I would think it is not a problem as there Anti-Clog does work, have close to 20 hrs on my 1128 and has not cloged up yet. I could be lucky? but I am impressed with all the plastic and how well it works.


----------



## Pathfinder13 (Feb 28, 2014)

I don't know if budget is a concern or how long you want to use it. If I were buying brand-new I would go Honda. They make one without tracks that is more affordable and their engine is proven, unlike the other chinese made OHV engines (Briggs included) that have had some problems here and there. I am not saying they are bad, just not as proven. I myself just repowered a machine with a chinese engine but it was low dollar investment (about $210 including belts) compared to buying a brand new machine. 

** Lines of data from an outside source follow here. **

Issue #2287, opened 2018-01-31
IPom.bindToVersion does not work with "mixed content" maven repositories


mnlipp:
If `IPom.bindToVersion` is called with a maven repository that contains both a release version and a snapshot of that version, it binds to the wrong one. It simply calls `Collections.sort(revisions)`, but this does not sort "1.0.1-SNAPSHORT" as less than "1.0.1" (as it should be with maven versioning).

Issue #2286, opened 2018-01-31
MavenVersion.isInteger is buggy


mnlipp:
Integer.MAX_VALUE is not considered an integer by `MavenVersion.isInteger`. The problematic line (bnd 3.5.0) is MavenVersion.java:262. Instead of `minor.compareTo("2147483647") < 0` it must be `minor.compareTo("2147483647") <= 0`.

The "big" impact of this is that `MavenVersion.HIGHEST.toString()` cannot be parsed successfully.

PR #2291, opened 2018-02-03
Use canonical maven version comparison and range check.

### LINKED ISSUE #2285: MavenVersionRange.includes is buggy
According to the [maven specs](http://maven.apache.org/enforcer/enforcer-rules/versionRanges.html) the maven version range "[1.0.1,)" means v >= 1.0.1. However, feeding this range and "1.0.1" to `MavenVersionRange.includes` returns `false`. 

The "missing" upper limit is converted to 0.0.0. This is wrong, because `MavenVersion.compare` (used in `MavenVersionRange.includes`) quite correctly does not consider "1.0.1" to be smaller than "0.0.0". So "0.0.0" may not be used as replacement for the missing upper bound (or special handling must be implemented).

mnlipp:
Fixes #2285, #2286, #2287.

This fix embeds the maven-artifact library, because it would be ridiculous to re-implement the [maven version ordering rules](https://maven.apache.org/pom.html#Version_Order_Specification) and I didn't want to copy the code.

Test case `test.TestSelfBuild` fails, but IMHO this is due to the fact that I had to push the package version. I'd perfectly understand if this is not acceptable for a "fix". I'd also understand if you don't want to depend on the maven-artifact library and therefore reject the pull request. Nevertheless, I think that using the "canonical" library provides the best compatibility with maven tooling. 

The bugs referenced showed up in one of my projects, but I have implemented a work-around. So, as long as nobody else is affected, they are definitely low priority.

Signed-off-by: Michael N. Lipp <mnl@mnl.de>


bjhargrave:
I don't think this is best way to solve the issues for Bnd. I have instead made PRs #2292, #2293, and #2295 to address the issues. The pointer to the ComparableVersion class in maven-artifact was very helpful. Thanks.

PR #2299, opened 2018-02-06
Exporter improvements

bjhargrave:


bjhargrave:
It is not removed. It was moved to the biz.aQute.bnd.exporters project a long time ago and the file I deleted had been disabled anyway (getTypes returned an empty array). I was just removing some dead wood. So work can continue on the file in the biz.aQute.bnd.exporters project if anyone is interested.

eliasvasylenko:
Ah that's good to hear, thanks for the explanation.

PR #4470, opened 2020-12-21
running tests with remote agent hangs forever #4469

rotty3000:


biz.aQute.tester/src/aQute/tester/plugin/ProjectTesterImpl.java
```diff
@@ -83,6 +83,14 @@ protected void updateFromProject() throws Exception {
 
 		launcher.addRunBundle(me.getFile()
 			.getAbsolutePath());
+
+		//
+		// We also add it to the project to handle the case of the remote
+		// launcher that wants to sync the bundles with the runtime dynamically
+		//
+
+		getProject().getRunbundles()
```
bjhargrave, line 92: This seems an unwanted side effect. We already add `me` to the launcher above. Jamming into the project seems wrong. Every time you launch, you will add it again, no? I think some other solution is needed.

biz.aQute.remote/src/aQute/remote/plugin/RunSessionImpl.java
```diff
@@ -96,8 +97,13 @@ public int launch() throws Exception {
 
 			Agent agent = supervisor.getAgent();
 
-			if (agent.isEnvoy())
+			if (agent.isEnvoy()) {
 				installFramework(agent, dto, properties);
+			} else {
+				for (Entry<String, String> entry : properties.entrySet()) {
+					agent.setSystemProperty(entry.getKey(), entry.getValue());
```
bjhargrave, line 104: Doesn't this just stack up side effects since the system properties are not restored when done?

rotty3000: I'm open to other solutions. We'd have to rewrite a testers to get information via some other means. I can't see that happening in short order. This at least is a short term yet pretty safe fix. No one else cares about these properties... and the ONLY way to hand over `-runproperties` in the remote use case.

biz.aQute.tester/src/aQute/tester/plugin/ProjectTesterImpl.java
rotty3000: There's no other way. the remote launcher is blowing away the runbundles set using `launcher.addRunBundle`.
 I'm open to other options.

rotty3000:
Please see the following for an example https://github.com/rotty3000/liferay-workspace-integration-test-examples

biz.aQute.tester/src/aQute/tester/plugin/ProjectTesterImpl.java
rotty3000: - the tester gets the launcher instance
- the tester calls prepare() where it adds the tester bundle to launcher runbundles
- the tester then calls getProjectLauncher().launch(); which calls launcher.prepare() which calls launcher.updateFromProject(); which calls runbundles.clear();

Also, RemoteProjectLauncherPlugin inherits from aQute.bnd.build.ProjectLauncher which has https://github.com/bndtools/bnd/blob/master/biz.aQute.bndlib/src/aQute/bnd/build/ProjectLauncher.java#L148

biz.aQute.remote/src/aQute/remote/plugin/RunSessionImpl.java
rotty3000: I guess we could track the original value if any and then reset... I can add that.

rotty3000: fixed

biz.aQute.tester/src/aQute/tester/plugin/ProjectTesterImpl.java
rotty3000: fixed this

rotty3000:
Please note that due to the nature of how the bnd build utilizes the current snapshot build of bnd to build itself in CI the test API which is provided by the SNAPSHOT must always be compatible with the implementation which comes from the current build. Hence why I have to first commit the API and later commit the impl. Otherwise CI will fail.

PR #4474, opened 2020-12-23
[quickfix] Configurable version handling

### LINKED ISSUE #4410: Quickfix -buildpath/-testpath addition
Currently an addition via the Quickfix to the -buildpath/-testpath adds the version.

I do not like these versions and want to skip them when possible. In a curated repo there is only a single version. If you add a version, you need to update it everywhere when you update the repo.

I would therefore like to remove the version when the repositories contain only one candidate for a BSN.

Thoughts?

kriegfrj:
Includes the following changes to quickfix handling:
* BSNs are only listed once even if multiple versions are available
* There is a new Bndtools preference that specifies the version handling policy:
** No version attribute (lowest version)
** "version=latest" (latest version)
* `AddBundleCompletionProposal` will add the appropriate version attribute (or omit
  it entirely) according to the setting of that preference.

Fixes #4410.


pkriens:
Looks very good to me ...

PR #4475, opened 2020-12-26
[builder] Improve error message for missing bnd.bnd

### LINKED ISSUE #4422: Bndtools can't find model because project has no bnd.bnd file
I suddenly get errors on projects that have no bnd.bnd file.

Now I do think they should have a bnd.bnd file but this was not the case before, was it? At least I've never seen this error.

There error also does not go away when you create a bnd.bnd file.

kriegfrj:
Fixes #4422.

### DIFF
--- a/bndtools.builder/src/org/bndtools/builder/BndtoolsBuilder.java
+++ b/bndtools.builder/src/org/bndtools/builder/BndtoolsBuilder.java
@@ -148,13 +148,28 @@ public class BndtoolsBuilder extends IncrementalProjectBuilder {
 						if (!Files.isSameFile(javaPath.getParent(), wsPath)) {
 							msg = "The project directory: " + javaPath + " is not a subdirectory of the bnd workspace "
 								+ wsPath;
+						} else {
+							Path bndPath = javaPath.resolve(Project.BNDFILE);
+
+							if (!Files.exists(bndPath)) {
+								msg = "The project does not have a " + Project.BNDFILE + " file";
+							} else if (!Files.isReadable(bndPath)) {
+								msg = Project.BNDFILE + " is not readable";
+							} else if (Files.isDirectory(bndPath)) {
+								msg = Project.BNDFILE + " is a directory";
+							} else if (!Files.isRegularFile(bndPath)) {
+								// If it exists but it's not a directory, it
+								// still might not be a file - eg, could be a
+								// pipe or a device if the user has done
+								// something silly.
+								msg = Project.BNDFILE + " is not a regular file";
+							}
 						}
 					}
 				}
 				markers.createMarker(null, IMarker.SEVERITY_ERROR, msg, BndtoolsConstants.MARKER_BND_PATH_PROBLEM);
 				return noreport();
 			}
-
 			final Project model = ourModel;
 
 			try {


bndtools.builder/src/org/bndtools/builder/BndtoolsBuilder.java
```diff
@@ -148,6 +148,10 @@
 						if (!Files.isSameFile(javaPath.getParent(), wsPath)) {
 							msg = "The project directory: " + javaPath + " is not a subdirectory of the bnd workspace "
 								+ wsPath;
+						} else if (!projPath.append(Project.BNDFILE)
```
bjhargrave, line 151: Shouldn't this be:

```java
} else if (!Files.isRegularFile(javaPath.resolve(Project.BNDFILE))) {
```

kriegfrj: Yes, that would probably be more efficient and more compact, thanks for the tip.

I've done this as well as added a few more different checks for weird error-causing conditions that could occur so that I can make the error message even more specific.

bndtools.builder/src/org/bndtools/builder/BndtoolsBuilder.java
```diff
@@ -148,13 +148,24 @@
...
+							Path bndPath = javaPath.resolve(Project.BNDFILE);
+
+							if (!Files.exists(bndPath)) {
+								msg = "The project does not have a " + Project.BNDFILE + " file";
+							} else if (!Files.isReadable(bndPath)) {
+								msg = Project.BNDFILE + " is not readable";
+							} else if (Files.isDirectory(bndPath)) {
+								msg = Project.BNDFILE + " is a directory";
+							} else if (!Files.isRegularFile(bndPath)) {
+								msg = Project.BNDFILE + " is not a regular file";
```
bjhargrave, line 161: This is unreachable. If the file exists and is not a directory, then it must be a regular file. There are no other choices since you follow symlinks.

kriegfrj: It could be a pipe or a device or some other special file?

bjhargrave: How could the `bnd.bnd` path be a special file? I don't see how that could ever be the case. I think you want to test for the normal case first (isRegularFile) and it that fails, then try to make a nice error message.

kriegfrj: > How could the `bnd.bnd` path be a special file? I don't see how that could ever be the case. I think you want to test for the normal case first (isRegularFile) and it that fails, then try to make a nice error message.

It could be a special file if the user does something a bit silly or tries to be a bit smart. Admittedly, this is not an expected scenario. But I think it's a good rule of UI design to be able to handle the user doing something silly and/or unexpected and to give them the most useful feedback possible to help them fix the problem, especially if it is relatively simple and inexpensive to do so. In this case, the cost of the extra test is low (both in execution overhead and code size) and it's not in a performance-critical part of the code, so I'm struggling to see the downside in including it. But if you insist, I will remove the specific check for a directory.

There is already a "nice" error message (or at least, as nice as it can be) as the default:
https://github.com/bndtools/bnd/blob/0a3846f7f550ad0e2014c6f444bd760e5105993b/bndtools.builder/src/org/bndtools/builder/BndtoolsBuilder.java#L133

If none of the other diagnostic checks finds any more specific cause, this is what will be shown. If you can think of a better generic message, or think of more diagnostic tests that could be done, then I'm all ears!

bjhargrave (approved):

PR #4479, opened 2021-01-02
[bndtools] Add progress reporting for resolver

kriegfrj:
With this fix, the resolver will attempt to report progress of the current resolve operation.

It shows the current requirement being processed as well as incrementing the progress bar as progress continues.

Due to the nature of the resolve problem, it is difficult to report the progress bar properly because you don't know how much is left to resolve. The total number of requirements pending to be resolved is an implementation detail hidden away in the resolver - the callback hook we have for reporting progress only gets the current requirement and the set of already-resolved wires (and capabilities for the current wires). So I used the recommendation [here](https://www.eclipse.org/articles/Article-Progress-Monitors/article.html) for indeterminate work remaining (section 3.6). I also changed it to follow the policy mentioned in that article, which is to let `split()` do the cancelation checks rather than checking explicitly (apparently this is more efficient).

I have already found this feature useful in debugging a long-running resolve (in fact, that's why I implemented it!) - I could tell when it got stuck and waited until then to hit cancel. It could be further improved but this is a massive improvement over what we have.

I would be interested in feedback about performance. I didn't notice a perceptible decrease in resolution performance as a result of updating the progress bar, but I don't have many long-running resolve operations to test it on.


bjhargrave (approved):
Nice!

Issue #4485, opened 2021-01-05
Create macro to give the current running BND Version


juergen-albert:
@bjhargrave I would give it a shot in the coming days. Would care to assign it to me?

bjhargrave:
It should go in the Macro class.

juergen-albert:
> And make sure to document the macro with a new doc page.

The macro index list page is created automatically or do I need to add it somewhere?

bjhargrave:
> The macro index list page is created automatically or do I need to add it somewhere?

Automatic.

PR #4486, opened 2021-01-05
[#4485] adds macro to return the currently running bnd version

juergen-albert:

### DIFF
--- a/biz.aQute.bndlib.tests/test/test/MacroTest.java
+++ b/biz.aQute.bndlib.tests/test/test/MacroTest.java
@@ -7,6 +7,7 @@ import static org.junit.jupiter.api.Assertions.assertNotNull;
 import static org.junit.jupiter.api.Assertions.assertNotSame;
 import static org.junit.jupiter.api.Assertions.assertNull;
 import static org.junit.jupiter.api.Assertions.assertTrue;
+import static org.junit.jupiter.api.Assertions.fail;
 import static org.junit.jupiter.api.condition.OS.WINDOWS;
 
 import java.io.File;
@@ -23,12 +24,14 @@ import org.junit.jupiter.api.condition.EnabledForJreRange;
 import org.junit.jupiter.api.condition.EnabledOnOs;
 import org.junit.jupiter.api.condition.JRE;
 
+import aQute.bnd.osgi.About;
 import aQute.bnd.osgi.Analyzer;
 import aQute.bnd.osgi.Builder;
 import aQute.bnd.osgi.Constants;
 import aQute.bnd.osgi.Jar;
 import aQute.bnd.osgi.Macro;
 import aQute.bnd.osgi.Processor;
+import aQute.bnd.version.Version;
 import aQute.lib.io.IO;
 import aQute.lib.strings.Strings;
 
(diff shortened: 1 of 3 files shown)


biz.aQute.bndlib/src/aQute/bnd/osgi/Macro.java
```diff
@@ -1617,6 +1617,15 @@ public String _basenameext(String[] args) throws Exception {
 		return result;
 	}
 
+	static final String _bndversionHelp = "${bndversion}, returns the currently running bnd version";
+
+	public String _bndversion(String[] args) throws Exception {
```
bjhargrave, line 1622: You should probably add a `verifyCommand` call here to validate the input.

biz.aQute.bndlib/src/aQute/bnd/osgi/Macro.java
```diff
@@ -1617,6 +1617,15 @@ public String _basenameext(String[] args) throws Exception {
...
+		try (Analyzer a = new Analyzer()) {
+			String v = a.getBndVersion();
```
bjhargrave, line 1624: You don't need to make an Analyzer. Just return `About.CURRENT.toString()`.

biz.aQute.bndlib.tests/test/test/MacroTest.java
```diff
@@ -1780,6 +1781,14 @@ public void testBase64() {
 		assertEquals(b64, b.getProperty("b64"));
 	}
 
+	@Test
+	public void testBndVersion() {
+		Processor b = new Processor();
+		b.setProperty("thebndversion", "${bndversion}");
+		String version = b.getProperty("thebndversion");
+		assertTrue(Version.isVersion(version));
```
bjhargrave, line 1789: This does not test that the macro returns the current bnd version. You need to compare with `About.CURRENT` which is the current bnd version.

My dollars on a brand new machine would go for the Honda just because I have more faith in it long-term. I have heard of issues with frozen starters (think it was Toro but can't remember for certain) on the new engines, and turning problems on Ariens (that's not the engine I know) but I have not heard anyone complaining about the Honda as of yet. If anyone reading this has heard of issues with the Honda I would like hear about it so I can add that to the list. I just have not heard it yet.


----------



## Zavie (Sep 23, 2014)

I think with either the HD826 or the Ariens SHO you would see a big improvement on EOD over your single stage. If your driveway is a normal blacktop or concrete then get ArmorSkids and forget about the problems with the auto turn. If you want to stick with Toro IMOHO the HD826 has plenty of power for EOD. I have 205cc and see lots of EOD and have not had a problem yet. Do I wish I had a little more power sometimes? Sure but on average the 250cc should tear right through it. My perfect Toro would be 24" and have 250cc and nice big tires for hilly yard snow removal, wish they made one. Moral is that their are compromises made with most snow blower purchases. Weather
(pun) it be price, width, engine size, features, or brand.


----------



## charley95 (Feb 10, 2014)

Just picked up a new Honda HS724WA last week for $2200, the wheeled version. I must say I do love it. I hope it lasts as long as long as my 1988 MTD did. No way would I consider a new MTD today. It is painful forking out that kind of $$ for a snowblower but hopefully worth it in the long run. Do your research and don't be swayed by all of the bells and whistles that come on most of the brands out there. My Honda doesn't have the extra features like most of the others out there.


----------



## detdrbuzzard (Jan 20, 2012)

toro has a face book page, I went on it and asked why no 824. seeing its hard to get any machine wider than 26" in my garage the sho would be my choice just on the ease of entering and exiting my garage


----------



## Bryan78 (Jan 10, 2015)

A lot of great information, I appreciate this guys. I know Honda is the best from everything I have seen, just hard for me to justify spending that much. I also wish Toro made a 24" HD model. I am looking at the 826 vs the 926, the 926 is $100 more and the only differences I can see is the 826 has the Briggs 250 vs the 926 with the 265, the 926 has the heavy duty skid plates and the 926 is about 20 pounds heavier. The cost difference is not an issue for me, is one going to better than the other?


----------



## Hanky (Nov 14, 2014)

My self I like horse power for the times one gets wet heavy snow and the EOD of wet snow. Our snow plow came by when it was + 5 C or around 40 F and it was heavy and loaded with slush almost water. It HP to move it. So the 926 is my choice, like you Honda would be nice but $$$ for 10 times a year use.


----------



## UNDERTAKER (Dec 30, 2013)

Bryan78 said:


> A lot of great information, I appreciate this guys. I know Honda is the best from everything I have seen, just hard for me to justify spending that much. I also wish Toro made a 24" HD model. I am looking at the 826 vs the 926, the 926 is $100 more and the only differences I can see is the 826 has the Briggs 250 vs the 926 with the 265, the 926 has the heavy duty skid plates and the 926 is about 20 pounds heavier. The cost difference is not an issue for me, is one going to better than the other?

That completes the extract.